I definitely understand more how they would be useful now. I never thought of it as making it easier to customize the variables of a group, thus shortening the code in the long run, since you could have a set of code for the array, instead of having to write that code for each individual variable.

Now, it's a matter of learning more about the languages themselves. I took come C classes, and took some VB(although I don't remember much about it), and been working with VBA(thanks for you help with it  ), and am thinking about getting more into PHP.


----------



## cristobal03 (Aug 5, 2005)

That's correct, in a dynamic array or an *ad hoc* array, the indices are assigned automatically (depending on the language, I suppose). That's why I said when you really get into appropriate array usage, you won't know which object resides at a particular index.

Just so you know, arrays are extremely more complex and versatile than I've made them out to be in this thread.

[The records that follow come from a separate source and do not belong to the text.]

PR #2752, opened 2019-09-11
implement recruit from the dungeons

EvadLhorg:
progress towards #2641 

not 100% sure on the afterChallenge method and how i bound it with this.game.once as i do not fully understand what is happening. would appreciate feedback on it!

### DIFF
--- a/server/game/cards/13.6-LMHR/RecruitFromTheDungeons.js
+++ b/server/game/cards/13.6-LMHR/RecruitFromTheDungeons.js
@@ -10,13 +10,13 @@ class RecruitFromTheDungeons extends DrawCard {
                 this.challengeToParticipateIn = this.game.currentChallenge;
                 this.challengeToParticipateIn.addDefender(this);
                 this.game.addMessage('{0} kneels {1} to have {1} participate in the challenge on their side', context.player, this);
-                this.game.once('afterChallenge', this.afterChallenge.bind(this.challengeToParticipateIn, context));
+                this.game.once('afterChallenge', () => this.afterChallenge(this.challengeToParticipateIn, context));
             }
         });
     }
 
     afterChallenge(challenge, context) {
-        if(challenge.looser === context.player) {
+        if(challenge.loser === context.player) {
             context.player.moveCard(this, 'shadows');
             this.game.addMessage('{0} returns {1} to shadows', context.player, this);
         }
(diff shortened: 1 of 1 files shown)


server/game/cards/13.6-LMHR/RecruitFromTheDungeons.js
```diff
@@ -0,0 +1,28 @@
...
+    setupCardAbilities(ability) {
+        this.action({
+            title: 'Have character participate in the challenge',
+            condition: context => this.game.isDuringChallenge({ defendingPlayer: context.player }) && this.canParticipateInChallenge(),
+            cost: ability.costs.kneelSelf(),
+            handler: context => {
+                this.challengeToParticipateIn = this.game.currentChallenge;
+                this.challengeToParticipateIn.addDefender(this);
+                this.game.addMessage('{0} kneels {1} to have {1} participate in the challenge on their side', context.player, this);
+                this.game.once('afterChallenge', this.afterChallenge.bind(this.challengeToParticipateIn, context));
```
ystros: `this.game.once` is the correct method here. It's the makeshift way we currently do delayed effects. It will set up an event listener for the `afterChallenge` event that will be called the next time that event is emitted, then stop listening. It works well for `afterChallenge` in particular because that event is raised only once per challenge.

The second parameter is not correct currently. `this.afterChallenge.bind(this.challengeToParticipateIn, context)` is difficult to explain the space of a comment, but basically it will attempt to call the `afterChallenge` method defined on the current class using the challenge object (`this.challengeToParticipateIn`) as the `this` object inside that method. Which will crash as it tries to move `this` (which is now the challenge, not the card) to shadows.

The correct way to use bind in this instance would be:
```javascript
this.game.once('afterChallenge', this.afterChallenge.bind(this, this.challengeToParticipateIn, context));
```

However, it would be much simpler to write (and read later as):
```javascript
this.game.once('afterChallenge', () => this.afterChallenge(this.challengeToParticipateIn, context));
```

server/game/cards/13.6-LMHR/RecruitFromTheDungeons.js
```diff
@@ -0,0 +1,28 @@
...
+            }
+        });
+    }
+
+    afterChallenge(challenge, context) {
+        if(challenge.looser === context.player) {
```
ystros: Should be `challenge.loser`

server/game/cards/13.6-LMHR/RecruitFromTheDungeons.js
EvadLhorg: thank you for the feedback!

Different languages follow different algorithms for array implementation--for example, *first-in, first-out* versus a *stack* or *last-in, first-out*. Some languages limit an array's dimensions whereas--at least theoretically--other languages an infinite amount of *nested* arrays (I _think_...).

I learned a lot about arrays in my Computer Programming Fundamentals class in college that I never figured out programming with perl, Javascript, VB, and the like. You could teach an entire semester's worth of arrays. I bet some Comp Sci tracks do.

Anyway, good luck and happy hunting :up:

chris.


----------



## smooth (Sep 26, 2005)

Thanks. I appreciated it.


----------